Pizzeria | Faut-il faire la queue près d’une heure pour une pizza margherita ? Non, mais réserver dans la nouvelle brasserie italo-branchée du groupe Big Mamma, pourquoi pas.

Adrien Simon | Mercredi 14 octobre 2020

Photo : © Mona Bonetto


Un midi, l'hiver dernier, on échoua à se restaurer dans une nouvelle pizzeria de la rue Neuve. Quelques jours plus tôt, la soirée d'ouverture de ce Carmelo, garnie d'influenceuses, avait submergé Instagram. Pendant plusieurs semaines, la rue Neuve resta donc remplie d'affamés poireautant — comme nous ce jour-là. Alors qu'on nous annonçait une heure d'attente, un badaud osa la question qui ramène sur terre : « mais qu'a-t-elle donc de si spécial cette pizzeria ? ». Las, on rebroussa chemin, tout en pensant à la réponse : Carmelo est le nouvelle enseigne d'un malin groupe de restauration : Big Mamma. Une success story made in HEC. Ses deux fondateurs ont tous deux été élèves à Jouy-en-Josas. L'un, Tigrane Seydoux, est issu d'une famille bien connue dans le monde du cinéma, a poursuivi sa route aux côtés de Stéphane Courbit (Endemol, Betclic, mais aussi le palace Les Airelles à Courch').
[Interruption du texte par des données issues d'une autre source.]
PR #784, opened 2024-09-23
Introduce auth 

mieciu:
This PR introduces an authentication for Elasticsearch API exposed by Quesma, which - to put it short - defers to Elasticsearch when authenticating incoming requests. 
For more implementation details, there's an [ADR](https://github.com/QuesmaOrg/quesma/blob/a46257bc70567016a4029837f28ba29ea32c03f0/adr/6_relying_on_elasticsearch_for_auth.MD).

### Notes for reviewer
1. I am adding a `disableAuth: true` option to Quesma frontend connector configuration so that our local dev setups maintain their lean nature 😉 
2. I am also adding `elasticsearch.NewSimpleClient` as I have noticed that creating a dumb `http.Client` which shoots ES API request occurs in few places (`NewElasticJSONDatabase`, `NewIndexManagement`), so we can reuse that logic. However, I'd prefer doing that refactor in a separate PR, so for now only auth middleware is using it.

### DIFF
--- a/quesma/elasticsearch/client.go
+++ b/quesma/elasticsearch/client.go
@@ -1,3 +1,5 @@
+// Copyright Quesma, licensed under the Elastic License 2.0.
+// SPDX-License-Identifier: Elastic-2.0
 package elasticsearch
 
 import (
--- a/quesma/elasticsearch/client.go
+++ b/quesma/elasticsearch/client.go
@@ -4,10 +4,12 @@ package elasticsearch
 
 import (
 	"bytes"
+	"context"
 	"crypto/tls"
 	"encoding/json"
 	"fmt"
 	"net/http"
+	"quesma/logger"
 	"quesma/quesma/config"
 	"time"
 )
@@ -31,18 +33,18 @@ func NewSimpleClient(configuration *config.ElasticsearchConfiguration) *SimpleCl
 		config: configuration,
 	}
 }
-func (es *SimpleClient) Request(method, endpoint string, payload interface{}) (*http.Response, error) {
+func (es *SimpleClient) Request(ctx context.Context, method, endpoint string, payload interface{}) (*http.Response, error) {
 	body, err := json.Marshal(payload)
 	if err != nil {
 		return nil, err
 	}
-	return es.doRequest(method, endpoint, body, nil)
+	return es.doRequest(ctx, method, endpoint, body, nil)
 }
 
-func (es *SimpleClient) Authenticate(authHeader string) bool {
-	resp, err := es.doRequest("GET", "_security/_authenticate", nil, http.Header{"Authorization": {authHeader}})
+func (es *SimpleClient) Authenticate(ctx context.Context, authHeader string) bool {
+	resp, err := es.doRequest(ctx, "GET", "_security/_authenticate", nil, http.Header{"Authorization": {authHeader}})
 	if err != nil {
-		fmt.Println("Error sending request:", err)
+		logger.ErrorWithCtx(ctx).Msgf("error sending request: %v", err)
 		return false
 	}
 	defer resp.Body.Close()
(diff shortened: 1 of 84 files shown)


quesma/elasticsearch/client.go
```diff
@@ -0,0 +1,63 @@
...
+	"quesma/quesma/config"
+)
+
+type SimpleClient struct {
+	client *http.Client
+	config *config.ElasticsearchConfiguration
+}
+
+func NewSimpleClient(configuration *config.ElasticsearchConfiguration) *SimpleClient {
+	client := &http.Client{
```
nablaone, line 20: We should specify timeouts here.

quesma/quesma/auth_middleware.go
```diff
@@ -0,0 +1,69 @@
...
+	if auth == "" {
+		http.Error(w, "Unauthorized", http.StatusUnauthorized)
+		return
+	}
+	if _, ok := a.authHeaderCache.Load(auth); ok {
+		a.nextHttpHandler.ServeHTTP(w, r)
+		return
+	}
+
+	if authenticated := a.esClient.Authenticate(auth); authenticated {
```
nablaone, line 45: Here we should pass `context.Context` of the current request to the http client.

quesma/quesma/auth_middleware.go
```diff
@@ -0,0 +1,69 @@
...
+		a.authHeaderCache.Store(auth, struct{}{})
```
nablaone, line 46: Why we don't cache `false` results?

quesma/quesma/auth_middleware.go
```diff
@@ -0,0 +1,69 @@
...
+}
+
+func NewAuthMiddleware(next http.Handler, esConf config.ElasticsearchConfiguration) http.Handler {
+	esClient := elasticsearch.NewSimpleClient(&esConf)
+	middleware := &authMiddleware{nextHttpHandler: next, esClient: *esClient, cacheWipeInterval: cacheWipeInterval}
+	go middleware.startCacheWipeScheduler()
+	return middleware
+}
+
+func (a *authMiddleware) ServeHTTP(w http.ResponseWriter, r *http.Request) {
```
nablaone, line 34: This middleware is quiet. That's fine for production deployment.  It will be a PITA to solve any auth issues on the test/stg environment.  Maybe we should have a flag and log every unsuccessful attempt.

nablaone (changes requested):
We should handle panics.

nablaone:
This middleware can be applied to the UI endpoint either.

quesma/quesma/auth_middleware.go
mieciu: At first I was leaning towards more complex cache: storing both positive and negative attempts plus time of adding an item so that we wipe old entries based on that.

Then I had some afterthoughts and chosen this simpler implementation to save on PRs LoC :) 

Main purpose of this cache was to make Quesma's responses faster - even if someone will be hammering Elasticsearch with failed auth attempts - these will still be 401's anyways so I didn't see much of a value from caching those :)

quesma/quesma/auth_middleware.go
```diff
@@ -0,0 +1,69 @@
...
+		a.authHeaderCache.Store(auth, struct{}{})
+	} else {
+		http.Error(w, "Unauthorized", http.StatusUnauthorized)
+		return
+	}
+
+	a.nextHttpHandler.ServeHTTP(w, r)
+}
+
+func (a *authMiddleware) startCacheWipeScheduler() {
```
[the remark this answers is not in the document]
mieciu: https://github.com/QuesmaOrg/quesma/pull/784/commits/26f5c5901952c684bc89fca60394b6acb8141bd0

quesma/quesma/auth_middleware.go
mieciu: I was actually thinking about bringing auth-related messaging to debug logs, WDYT?

quesma/quesma/auth_middleware.go
mieciu: https://github.com/QuesmaOrg/quesma/pull/784/commits/0faaa71db1db89ea3dfed17c86ebbabc29bd8aab

quesma/quesma/auth_middleware.go
nablaone: I don't know how elastic works. What happens when we're hammering with failed auths? Does Elastic locks that account? If yes, these requests are ours, even if we're proxy them.

quesma/quesma/auth_middleware.go
nablaone: That's fine. I think we can run in debug mode in evaluation scenario.

nablaone (approved):
LGTM

quesma/quesma/auth_middleware.go
mieciu: Nothing like that happens as far as I'm concerned within Elasticsearch.
External auth providers (e.g. SAML) might do such things, but that's a different thing :)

Ce dernier a des parts dans My Major Company, start-up dont Victor Lugger, le second larron, fut le DG.

Big Mamma c'est le blockbuster censé réconcilier la critique et le populo : une cuisine familiale avec une came artisanale achetée « en direct » aux quatre coins de la botte, de grandes cantines « vibrantes » à la déco baroque et des prix tenus. Pour maintenir le débit, cette stratégie : refuser les réservations. Le groupe compte maintenant huit adresses à Paris, dont le gigantesque Felicità dans la Station F de Xavier Niel (patron de Free) et avant lui le déjà énorme Popolare (1500 couverts par jour) qui déchaina les foules avec ses pizzas napolitaines à 5 euros. Les deux entrepreneurs annonçaient à l'ouverture « une vraie pizza au vrai prix ». Un an et demi plus tard les marguerites passaient à 9 euros, et le duo ouvrait de nouvelles antennes, récemment à Lille et à Londres. Et donc maintenant à Lyon.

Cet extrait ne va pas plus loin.